+++ DATASET RECORDS

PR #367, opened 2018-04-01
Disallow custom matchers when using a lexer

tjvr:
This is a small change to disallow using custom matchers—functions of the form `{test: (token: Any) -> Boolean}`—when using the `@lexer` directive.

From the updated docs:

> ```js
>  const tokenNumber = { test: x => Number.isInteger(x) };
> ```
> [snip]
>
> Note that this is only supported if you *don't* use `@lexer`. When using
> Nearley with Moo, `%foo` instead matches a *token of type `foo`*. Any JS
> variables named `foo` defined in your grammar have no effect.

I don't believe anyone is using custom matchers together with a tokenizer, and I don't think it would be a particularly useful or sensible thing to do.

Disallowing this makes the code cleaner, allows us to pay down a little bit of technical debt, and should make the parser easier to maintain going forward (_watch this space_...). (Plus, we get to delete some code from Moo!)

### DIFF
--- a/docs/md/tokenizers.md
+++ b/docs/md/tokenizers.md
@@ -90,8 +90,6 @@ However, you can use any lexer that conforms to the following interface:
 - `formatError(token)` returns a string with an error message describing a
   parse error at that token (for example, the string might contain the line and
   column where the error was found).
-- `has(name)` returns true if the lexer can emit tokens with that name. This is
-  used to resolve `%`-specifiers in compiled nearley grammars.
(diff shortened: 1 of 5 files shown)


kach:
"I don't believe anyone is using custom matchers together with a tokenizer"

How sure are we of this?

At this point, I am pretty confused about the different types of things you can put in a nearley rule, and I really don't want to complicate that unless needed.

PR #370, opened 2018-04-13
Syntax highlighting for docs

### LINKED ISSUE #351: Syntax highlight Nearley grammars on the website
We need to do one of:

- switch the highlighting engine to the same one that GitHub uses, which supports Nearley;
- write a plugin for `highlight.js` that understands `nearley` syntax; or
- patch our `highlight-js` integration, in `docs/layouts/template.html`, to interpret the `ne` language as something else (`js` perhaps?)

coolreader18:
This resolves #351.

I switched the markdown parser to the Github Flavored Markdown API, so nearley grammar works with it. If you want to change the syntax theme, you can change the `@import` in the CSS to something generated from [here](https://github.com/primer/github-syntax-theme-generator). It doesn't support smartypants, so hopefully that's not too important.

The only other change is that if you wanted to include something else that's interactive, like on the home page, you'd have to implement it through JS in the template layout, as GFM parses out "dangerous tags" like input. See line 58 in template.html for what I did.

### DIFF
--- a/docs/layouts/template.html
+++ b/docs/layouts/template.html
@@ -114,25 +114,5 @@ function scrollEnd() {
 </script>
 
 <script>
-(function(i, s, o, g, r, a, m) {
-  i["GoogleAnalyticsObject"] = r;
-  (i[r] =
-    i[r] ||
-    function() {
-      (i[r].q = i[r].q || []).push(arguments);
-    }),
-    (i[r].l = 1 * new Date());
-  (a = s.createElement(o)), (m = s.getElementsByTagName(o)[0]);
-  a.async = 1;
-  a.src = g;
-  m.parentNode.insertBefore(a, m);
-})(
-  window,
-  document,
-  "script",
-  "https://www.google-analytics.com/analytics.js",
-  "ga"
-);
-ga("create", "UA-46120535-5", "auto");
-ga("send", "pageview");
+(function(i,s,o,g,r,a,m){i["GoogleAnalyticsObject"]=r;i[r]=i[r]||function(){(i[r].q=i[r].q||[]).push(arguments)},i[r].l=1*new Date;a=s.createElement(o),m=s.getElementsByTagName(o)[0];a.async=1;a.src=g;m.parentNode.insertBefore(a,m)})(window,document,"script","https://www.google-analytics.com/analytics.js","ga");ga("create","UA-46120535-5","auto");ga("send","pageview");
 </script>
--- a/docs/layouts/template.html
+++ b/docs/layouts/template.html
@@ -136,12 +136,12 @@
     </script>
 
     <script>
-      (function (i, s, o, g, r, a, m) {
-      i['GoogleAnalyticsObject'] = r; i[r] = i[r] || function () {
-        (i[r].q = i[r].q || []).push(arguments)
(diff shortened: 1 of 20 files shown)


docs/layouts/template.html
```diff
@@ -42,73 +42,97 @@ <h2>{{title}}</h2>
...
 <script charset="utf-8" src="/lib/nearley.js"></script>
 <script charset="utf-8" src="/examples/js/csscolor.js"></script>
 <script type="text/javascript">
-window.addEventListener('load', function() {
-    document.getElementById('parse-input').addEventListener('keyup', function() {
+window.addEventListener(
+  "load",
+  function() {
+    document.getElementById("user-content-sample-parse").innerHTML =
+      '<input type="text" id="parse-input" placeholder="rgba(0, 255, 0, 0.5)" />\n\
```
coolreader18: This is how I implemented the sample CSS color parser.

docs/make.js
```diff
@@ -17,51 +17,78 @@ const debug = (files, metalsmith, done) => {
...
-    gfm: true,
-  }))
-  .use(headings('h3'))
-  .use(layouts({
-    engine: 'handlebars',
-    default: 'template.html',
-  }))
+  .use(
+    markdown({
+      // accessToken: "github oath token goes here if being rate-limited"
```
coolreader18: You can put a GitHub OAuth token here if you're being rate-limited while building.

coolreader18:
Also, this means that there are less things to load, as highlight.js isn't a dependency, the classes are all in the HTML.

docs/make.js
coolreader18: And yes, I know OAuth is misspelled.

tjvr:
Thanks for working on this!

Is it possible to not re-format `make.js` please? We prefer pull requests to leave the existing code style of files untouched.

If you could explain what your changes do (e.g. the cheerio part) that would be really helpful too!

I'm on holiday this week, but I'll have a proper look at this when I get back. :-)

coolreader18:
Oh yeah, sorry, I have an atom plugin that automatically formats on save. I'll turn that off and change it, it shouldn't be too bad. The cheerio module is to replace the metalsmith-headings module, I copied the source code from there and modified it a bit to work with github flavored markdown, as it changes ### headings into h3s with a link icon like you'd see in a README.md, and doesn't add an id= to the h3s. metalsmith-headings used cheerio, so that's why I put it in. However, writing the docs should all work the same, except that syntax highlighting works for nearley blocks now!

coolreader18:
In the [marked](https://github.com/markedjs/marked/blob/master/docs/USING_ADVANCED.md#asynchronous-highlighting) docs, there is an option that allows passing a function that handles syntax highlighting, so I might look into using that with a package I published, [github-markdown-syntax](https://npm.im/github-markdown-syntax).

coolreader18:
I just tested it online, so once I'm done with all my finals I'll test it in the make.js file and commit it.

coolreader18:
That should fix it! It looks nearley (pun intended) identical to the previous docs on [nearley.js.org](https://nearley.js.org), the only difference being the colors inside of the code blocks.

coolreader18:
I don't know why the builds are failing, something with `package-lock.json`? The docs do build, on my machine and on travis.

++++++

For every line above that holds the word "window", report the whole line.

■ **RESULT OF THE TASK**
-  window,
+(function(i,s,o,g,r,a,m){i["GoogleAnalyticsObject"]=r;i[r]=i[r]||function(){(i[r].q=i[r].q||[]).push(arguments)},i[r].l=1*new Date;a=s.createElement(o),m=s.getElementsByTagName(o)[0];a.async=1;a.src=g;m.parentNode.insertBefore(a,m)})(window,document,"script","https://www.google-analytics.com/analytics.js","ga");ga("create","UA-46120535-5","auto");ga("send","pageview");
-window.addEventListener('load', function() {
+window.addEventListener(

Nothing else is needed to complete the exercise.